Go through the entries below and work out how many lines include "exporter". Answer with the number only.

┌─ Records to use

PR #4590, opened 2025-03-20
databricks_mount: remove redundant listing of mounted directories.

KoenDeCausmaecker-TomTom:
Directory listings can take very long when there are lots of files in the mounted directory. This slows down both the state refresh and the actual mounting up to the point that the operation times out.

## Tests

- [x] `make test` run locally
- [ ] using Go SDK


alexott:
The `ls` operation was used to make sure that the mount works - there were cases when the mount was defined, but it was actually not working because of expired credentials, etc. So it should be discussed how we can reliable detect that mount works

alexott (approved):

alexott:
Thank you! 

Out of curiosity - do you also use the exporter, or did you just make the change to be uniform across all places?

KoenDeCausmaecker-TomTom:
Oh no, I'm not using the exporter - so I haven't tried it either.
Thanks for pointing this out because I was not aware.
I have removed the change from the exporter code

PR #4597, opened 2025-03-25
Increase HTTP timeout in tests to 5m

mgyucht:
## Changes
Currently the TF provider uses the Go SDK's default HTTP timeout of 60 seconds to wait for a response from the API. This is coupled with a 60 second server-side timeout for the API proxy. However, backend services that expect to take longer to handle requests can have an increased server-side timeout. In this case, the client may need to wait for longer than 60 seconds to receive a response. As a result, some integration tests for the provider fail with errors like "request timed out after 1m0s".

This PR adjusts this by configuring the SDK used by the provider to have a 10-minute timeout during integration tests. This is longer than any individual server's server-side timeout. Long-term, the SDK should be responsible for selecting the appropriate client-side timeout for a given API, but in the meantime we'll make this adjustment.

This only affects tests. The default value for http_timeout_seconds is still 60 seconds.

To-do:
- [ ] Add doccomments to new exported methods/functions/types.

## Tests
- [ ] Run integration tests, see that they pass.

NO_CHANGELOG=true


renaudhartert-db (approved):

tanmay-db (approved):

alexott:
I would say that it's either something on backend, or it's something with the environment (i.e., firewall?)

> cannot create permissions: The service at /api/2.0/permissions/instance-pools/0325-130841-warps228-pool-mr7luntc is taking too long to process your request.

└─
┌─ Records to use

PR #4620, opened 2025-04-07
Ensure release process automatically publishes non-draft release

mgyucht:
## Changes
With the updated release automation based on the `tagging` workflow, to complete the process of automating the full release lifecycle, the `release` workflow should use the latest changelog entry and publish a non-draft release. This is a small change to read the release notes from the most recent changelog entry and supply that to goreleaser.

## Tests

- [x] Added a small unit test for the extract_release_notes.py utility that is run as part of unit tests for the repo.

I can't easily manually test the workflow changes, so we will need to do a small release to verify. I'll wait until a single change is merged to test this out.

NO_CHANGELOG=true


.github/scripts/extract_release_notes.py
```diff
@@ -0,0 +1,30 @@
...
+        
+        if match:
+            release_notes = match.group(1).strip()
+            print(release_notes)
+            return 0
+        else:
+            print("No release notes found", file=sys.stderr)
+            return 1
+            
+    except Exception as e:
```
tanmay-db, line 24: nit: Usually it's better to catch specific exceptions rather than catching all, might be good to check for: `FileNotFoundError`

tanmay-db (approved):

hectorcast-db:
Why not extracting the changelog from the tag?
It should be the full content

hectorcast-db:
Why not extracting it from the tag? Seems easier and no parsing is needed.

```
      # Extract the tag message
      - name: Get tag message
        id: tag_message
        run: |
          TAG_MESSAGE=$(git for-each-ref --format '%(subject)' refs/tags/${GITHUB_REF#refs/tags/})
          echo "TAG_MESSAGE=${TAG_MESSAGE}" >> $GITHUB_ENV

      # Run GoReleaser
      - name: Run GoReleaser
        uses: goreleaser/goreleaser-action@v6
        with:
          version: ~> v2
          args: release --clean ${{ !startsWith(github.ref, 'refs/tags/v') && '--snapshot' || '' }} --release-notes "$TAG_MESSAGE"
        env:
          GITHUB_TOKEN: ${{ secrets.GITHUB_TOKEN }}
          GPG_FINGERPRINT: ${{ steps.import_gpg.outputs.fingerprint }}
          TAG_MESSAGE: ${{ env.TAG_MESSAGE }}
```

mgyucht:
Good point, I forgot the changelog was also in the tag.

└─

Answer box
3